* THE DATA *
BEGIN

PR #6288, opened 2026-06-29
SWATCH-5072: Add IT Subscription Service Kafka tests to the swatch-contracts test plan

vbusch:
Jira issue: SWATCH-5072

## TEST PLAN UPDATES
- Added UMB feature flag tests (subscriptions-creation-TC008, TC011, TC012): flag entirely disabled; UMB consumer disabled via config variant; UMB enabled with Kafka consumer disabled via variant.  These scenarios were previously untested.
- Added "Subscription Management via Kafka (IT Subscription Service)" section  (subscriptions-kafka-TC001–TC014) covering the same happy-path, error, and   feature-flag scenarios as the UMB section, plus three additional edge cases
  (null/empty optional fields, invalid billing provider, null payload).  UMB coverage is intentionally mirrored because the UMB consumer is planned for removal.
- Kafka tests run against a real Kafka broker via Kafka Bridge (same infrastructure  as all other CT-module tests: Docker Compose locally, Bonfire on OpenShift).  
- XML deserialization is exercised end-to-end in every happy-path TC; channel routing is implicitly verified by the message reaching the consumer and producing a subscription in the database.

## Summary by CodeRabbit

* **Documentation**
  * Updated the subscription management test plan header and expanded IT Subscription coverage for both UMB and Kafka consumers.
  * Added scenarios covering null/empty optional billing fields, invalid/unknown billing providers with warning logs, and consumer enablement gating via service flags and configuration variants.
  * Added Kafka message tests for happy-path creation, malformed XML rejection (warn + no partial persistence), missing required fields validation (warn + continued processing), and independence between UMB and Kafka consumers.

### DIFF
--- a/swatch-contracts/TEST_PLAN.md
+++ b/swatch-contracts/TEST_PLAN.md
@@ -863,7 +863,7 @@ This section verifies the automatic contract termination behavior when contracts
   - Contract synced with upstream end_date
   - Subscription retains all contract-provided state
 
-## Subscription Management via UMB
+## Subscription Management via IT Subscription
 
 **subscriptions-creation-TC001 - Process a valid UMB subscription XML message from UMB**  
 - **Description**: Verify subscription creation via UMB XML message.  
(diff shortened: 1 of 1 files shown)


swatch-contracts/TEST_PLAN.md
```diff
@@ -963,6 +963,196 @@ This section verifies the automatic contract termination behavior when contracts
   - `end_date` set to termination date  
   - Status reflects termination
 
+**subscriptions-creation-TC008 - Ignore UMB message when IT subscription service flag is disabled**
+- **Description**: Verify that when the Unleash flag
+  `swatch.swatch-contracts.enable-it-subscription-service` is **disabled**, the UMB
+  consumer exits early and no subscription is persisted.
```
Sgitario, line 999: what does `the UMB consumer exits early` mean?

swatch-contracts/TEST_PLAN.md
```diff
@@ -963,6 +963,196 @@ This section verifies the automatic contract termination behavior when contracts
...
+- **Setup**:
+  - Ensure `UMB_ENABLED=true`
+  - Unleash toggle `swatch.swatch-contracts.enable-it-subscription-service` is disabled
+- **Action**: Publish a valid `CanonicalMessage` XML to `VirtualTopic.canonical.subscription` channel
+- **Verification**: Wait ≥ 3 s, then query subscriptions
```
Sgitario: `Wait ≥ 3 s` we don't wait a fixed amount of time, we should wait using poll for the specific log message.

swatch-contracts/TEST_PLAN.md
```diff
@@ -963,6 +963,196 @@ This section verifies the automatic contract termination behavior when contracts
...
+**subscriptions-creation-TC011 - Ignore UMB message when UMB consumer disabled via variant**
+- **Description**: Verify that a `config` variant payload of
+  `{"umb_consumer_enabled":false}` blocks the UMB consumer while the flag itself
+  remains enabled.
+- **Setup**:
+  - Ensure `UMB_ENABLED=true`
+  - Unleash flag `swatch.swatch-contracts.enable-it-subscription-service` enabled
+  - `config` variant set with `umb_consumer_enabled=false`
+- **Action**: Publish a valid `CanonicalMessage` XML to `VirtualTopic.canonical.subscription` channel
+- **Verification**: Wait ≥ 3 s, then query subscriptions
```
Sgitario: Same here: https://github.com/RedHatInsights/rhsm-subscriptions/pull/6288/changes#r3496372405

swatch-contracts/TEST_PLAN.md
```diff
@@ -963,6 +963,196 @@ This section verifies the automatic contract termination behavior when contracts
...
+  - Ensure `UMB_ENABLED=true`
+  - Unleash flag `swatch.swatch-contracts.enable-it-subscription-service` enabled
+  - `config` variant set with `{"kafka_consumer_enabled":false,"umb_consumer_enabled":true}`
+- **Action**: Publish a valid `CanonicalMessage` XML to `VirtualTopic.canonical.subscription` channel
+- **Verification**: Poll subscriptions until created
+- **Expected Result**:
+  - Subscription created with correct `quantity` and `sku`
+  - Kafka consumer is independently disabled (not tested in this TC)
+
+## Subscription Management via Kafka (IT Subscription Service)
```
Sgitario: the UMB channel will be eventually removed and we will only support the Kafka consumer, so I would not create a new section `subscriptions-kafka-TCXXX`, but probably I would group these new scenarios into `subscriptions-sync-TCXXX`.

Sgitario (changes requested):
The `subscriptions-kafka-TCXXX` are mostly duplicated with `Subscription Management via UMB`.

END

* INSTRUCTIONS FOR THE TASK *
Copy each line above containing the string "covering".

* RESPONSE BOX *
- Added "Subscription Management via Kafka (IT Subscription Service)" section  (subscriptions-kafka-TC001–TC014) covering the same happy-path, error, and   feature-flag scenarios as the UMB section, plus three additional edge cases
  * Added scenarios covering null/empty optional billing fields, invalid/unknown billing providers with warning logs, and consumer enablement gating via service flags and configuration variants.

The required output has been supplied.